:: WORK REQUEST ::
The answer required is how many lines of the following entries contain the word "somewhere", with no other words.

[Start of Attachment]

PR #55, opened 2022-12-25
Typo

Arthur-Milchior:
Not sure of the intended meaning. At least the sentence is true and gramattically correct here

### DIFF
--- a/src/concurrency/send-sync/examples.md
+++ b/src/concurrency/send-sync/examples.md
@@ -37,5 +37,5 @@ These types are not thread-safe and cannot be moved to other threads:
 
 * `Rc<T>`: each `Rc<T>` has a reference to an `RcBox<T>`, which contains a
   non-atomic reference count.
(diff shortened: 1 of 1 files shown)


mgeisler:
Oh my... That looks super weird indeed.

I wanted to write "Rust assumed that...".

QuineDot:
I don't think it's about lifetimes per se, it's more of a general lint.  "If you're doing something on the level of pointers, you have to opt in to being `Send` and/or `Sync`."  (E.g. there's a good chance you're doing something FFI related.)

In fact I think mentioning lifetimes is confusing.  Raw pointers have no lifetime parameter.  Perhaps, "Rust assumes raw pointers may have special concurrency considerations."

mgeisler:
> Rust assumes raw pointers may have special concurrency considerations.

Thanks, I like this phrasing! Let's go with that for now :smile:

PR #57, opened 2022-12-25
Precise what the Android parts are about (fixes #56)

### LINKED ISSUE #56: Note that "Android" means "AOSP" and not "Android app"
I’d strongly suggest, in https://google.github.io/comprehensive-rust/welcome.html , to explicitely note that the Android part considers how to contribute to Android source code, using Android build system.
On first reading, the way I saw it presented on twitter, and in this page, I thought that this was aimed for the Android developers which, for some reason, wanted to write part of their app in Rust. 

I’ll immediately admit that a reader could guess it is not actually for app developer, as the two sentences indicate OASP.
> Building Android components in Rust.
> AIDL servers and clients.

The trouble being that, if you’re not used to working on Android source code, you may not know what AIDL is, and that it’s not a Rust specific term you’ll learn later.

Personally, I admit that, since AnkiDroid, an Android app, is already using Rust for its backend and Kotlin for its front-end, I was wondering whether I could learn things to improve our system. I guess it won’t be the case.

And with this, I believe it’s the last PR/issue you’ll get from me.
Thanks for making this public

zdimension:


mgeisler:
Thanks @zdimension!

I might want to add "AOSP" and "Android Platform" somewhere here (with a link to https://source.android.com/). However, this is much better than no note 🙂

Issue #65, opened 2022-12-26
Technical nits: the try operator


QuineDot:
[You only cover `Result`,](https://google.github.io/comprehensive-rust/error-handling/try-operator.html) but [it works with other types too.](https://doc.rust-lang.org/std/ops/trait.Try.html#implementors)  At least mention `Option`, which is commonly used.

[The desugaring example](https://google.github.io/comprehensive-rust/error-handling/converting-error-types.html) is out of date; [the actual desugaring](https://rust-lang.github.io/rfcs/3058-try-trait-v2.html#desugaring-) is now more complicated.  (And technically it was never just `From::from` directly.)  But I get it, you're not going to help anyone by explaining it on that level.  Probably you can just rephrase this page to "the effective expansion ..." instead of "actual expansion", and "works the same as" instead of "actually becomes".

Consider adding the as-if desugaring for `Option` too.

mgeisler:
> Probably you can just rephrase this page to "the effective expansion ..." instead of "actual expansion", and "works the same as" instead of "actually becomes".

Great idea, thanks!


> [You only cover `Result`,](https://google.github.io/comprehensive-rust/error-handling/try-operator.html) but [it works with other types too.](https://doc.rust-lang.org/std/ops/trait.Try.html#implementors) At least mention `Option`, which is commonly used.

True! I will add this to the speaker notes, or perhaps we can squeeze it into the slide somewhere.

PR #74, opened 2022-12-27
More precise phrasing of what ? expands to

mgeisler:
As per the suggestion from @QuineDot in #65.


maurer (approved):
It might be worth mentioning the `Try` trait in an aside afterwards to avoid the perception that `?` is `Result`-only magic.

mgeisler:
> It might be worth mentioning the `Try` trait in an aside afterwards to avoid the perception that `?` is `Result`-only magic.

Yeah, the instructor should make sure to mention it. It's something which comes up when I teach the course.

Issue #70, opened 2022-12-27
Suggestions: Misc


QuineDot:
[I think you should show the `Option` and `Result` definitions here.](https://google.github.io/comprehensive-rust/std/option-result.html) They'll see the variants everywhere in Rust.

---

[Clarify that a `HashMap` doesn't have to be keyed with a `&str` or `String`](https://google.github.io/comprehensive-rust/std/hashmap.html) (unlike a JSON object, say).

---

[Here,](https://google.github.io/comprehensive-rust/ownership/lifetimes-function-calls.html) I was going to mention that the lifetime can be explicit in some cases... but upon reconsideration that's probably not worth getting into.  However, perhaps you should mention that lifetimes with the same name must indeed be equal.  This will matter a lot should they every run into some `&'a mut Thing<'a>` errors.

But also on that page [and on this one,](https://google.github.io/comprehensive-rust/ownership/lifetimes.html) you say
> Read &'a Point as “a borrowed Point which is valid for at least the lifetime a”. 

That can be misinterpreted as "the borrow is valid for at least `'a`", as opposed to "the `Point` is valid for at least `'a`".  I.e. it might given the mistaken impression that a borrow can be lengthened.

---

[The getters and setters here aren't very idiomatic.](https://google.github.io/comprehensive-rust/exercises/day-2/health-statistics.html)  First of all, nothing here is public -- everything must be in the same module -- so you'd just access the fields directly.  Second of all, instead of a getter an infallible setter, if the struct was public, you'd probably just make those fields public too.  If the fields actually have invariants, the setters shouldn't be infallible, but instead return a `Result<_, _>`.

More generally, it may give the impression that using getters and setters is idiomatic (even in the same module).

---

[Perhaps note this list of receivers is non-exhaustive.](https://google.github.io/comprehensive-rust/methods/receiver.html)  E.g. `Box<Self>`.

---

[I don't know that "omitted" is the right term for `mod in_another_file;`.](https://google.github.io/comprehensive-rust/modules/filesystem.html)  Also perhaps note that (except perhaps for `test` modules) separate files is the norm.

mgeisler:
Hey, just a quick comment for one part above:

[...]

PR #75, opened 2022-12-27
Mention that there are other receiver types

mgeisler:
As per the discussion in #70.

### DIFF
--- a/src/methods/receiver.md
+++ b/src/methods/receiver.md
@@ -14,4 +14,6 @@ are other possible receivers for a method:
 * No receiver: this becomes a static method on the struct. Typically used to
   create constructors which are called `new` by convention.
 
-There are even more types, e.g., `Box<Self>`.
+Beyond variants on `self`, there are also
+[special wrapper types](https://doc.rust-lang.org/reference/special-types-and-traits.html)
+allowed to be receiver types, such as `Box<Self>`.
--- a/src/methods/receiver.md
+++ b/src/methods/receiver.md
@@ -13,3 +13,5 @@ are other possible receivers for a method:
   transmitted.
 * No receiver: this becomes a static method on the struct. Typically used to
   create constructors which are called `new` by convention.
+
+There are even more types, e.g., `Box<Self>`.


src/methods/receiver.md
```diff
@@ -13,3 +13,5 @@ are other possible receivers for a method:
   transmitted.
 * No receiver: this becomes a static method on the struct. Typically used to
   create constructors which are called `new` by convention.
+
+There are even more types, e.g., `Box<Self>`.
```
maurer, line 17: Consider referencing https://doc.rust-lang.org/reference/special-types-and-traits.html so the class can see the enumeration of special receiver types?  (Rc, Arc, Pin are the remaining ones for the moment).

maurer, line 17: Probably rephrase this to make it clear where these types come from, and that they're receiver types, e.g.

"Beyond variants on `self`, there are also [special](https://doc.rust-lang.org/reference/special-types-and-traits.html) wrapper types allowed to be receiver types, such as `Box<Self>`.

maurer, line 17: Should we have a discussion of why you'd want to use alternate receiver types rather than relying on `impl Deref`, or do we want to rely on the instructor for that?

maurer (approved):
LGTM as long as you do something with the sentence to make it clearer that it's part of the receiver discussion - it's clear in the code because it's part or `receiver.md`, but it's not part of the bulleted list on receivers, the sentence doesn't mention receivers, etc.

I've also made some other comments that would improve it, but up to you on those.

src/methods/receiver.md
mgeisler: Great idea to include a link to that page.

mgeisler: I think this is something we'll have to defer to the speaker notes (i.e., to the instructor as you suggest).

As you hint, the pages themselves cannot go into detail on all topics — plus, people are seeing this on Day 2 after having been exposed to Rust for 5-6 hours. I think we should stick to the main point: how does a method look in Rust and related and when do you need to use `&mut self` instead of just `&self`.

mgeisler: Thanks, that's a nice way to put it, I updated the PR to say that.

PR #561, opened 2023-04-12
Extend bare metal afternoon exercise

qwandor:
Add a second step to use the match register to busy-wait for a period of time.


mgeisler (approved):
Very nice extension! I think I would have been able to do this after some reading of the documentation.

Issue #285, opened 2023-01-26
German translation


mgeisler:

mgeisler:
> I'll aim to be consistent with the translation there, in particular when it comes to technical terms.

That's a great idea! We should try to apply that principle to other translations as well :smile:

mgeisler:
Here is a machine-generated file to get started: [de.zip](https://github.com/google/comprehensive-rust/files/10578020/de.zip).

Throvn:
Just dropping by in case you need some help.

mgeisler:
Hi @Throvn, help would be very much appreciated!

There has been some PRs to the German translation, but there are still many strings to translate. It would be helpful if you would follow the instructions in `TRANSLATIONS.md` to sync the `de.po` file with the latest strings added (without translating them). Then it would be easier to do followup PRs with translations.

Throvn:
I will take on the task thanks for letting me know.

mgeisler:
Hi @ronaldfw and @Throvn, how complete is the German translation now?

Throvn:
I'm sorry @mgeisler but from our conversation above it was not clear to me that I should help with the german translation. If this is still the case, I will start working on it and open a WIP PR. So far though, there is 0 progress from my side.

PR #568, opened 2023-04-18
Translated table of contents to German

Throvn:
I've reviewed the **table of contents** of the existing translations, and added missing ones for the German language according to #285 .

I've tried to make the commit history as easy to review as possible, however, if there are some further improvements I could do, please tell me.

Otherwise, I would continue by translating the book page by page.


po/de.po
```diff
@@ -748,201 +743,250 @@ msgid "With Java"
...
-#: src/SUMMARY.md:245
+#: src/SUMMARY.md:265
 msgid "PACs"
 msgstr ""
 
-#: src/SUMMARY.md:246
+#: src/SUMMARY.md:266
 msgid "HAL Crates"
-msgstr ""
+msgstr "HAL Kisten"
```
mgeisler, line 847: You should decide if you want to translate "crate" to "Kiste" or not? I would personally not translate it, but it's mostly up to you (and other German speakers in the community).

mgeisler:
> I've tried to make the commit history as easy to review as possible, however, if there are some further improvements I could do, please tell me.

Sieht gut aus, danke dir!

We squash-merge the PRs in this repository: this means that your commits don't appear as individual commits in the final history. It is thus not super important how the individual commits look: only the PR title and the actual changes are important.

mgeisler (approved):

po/de.po
Throvn: When looking at the german translation of the Rust Book, they used "Kisten (crates)" as a translation. However, I think it makes sense to just stick with "crates" too, since this is used commonly. So from here on, I would just use "crates" and when it makes sense "crates (Kisten)".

[End of Attachment]

:: WORKED SOLUTION ::
2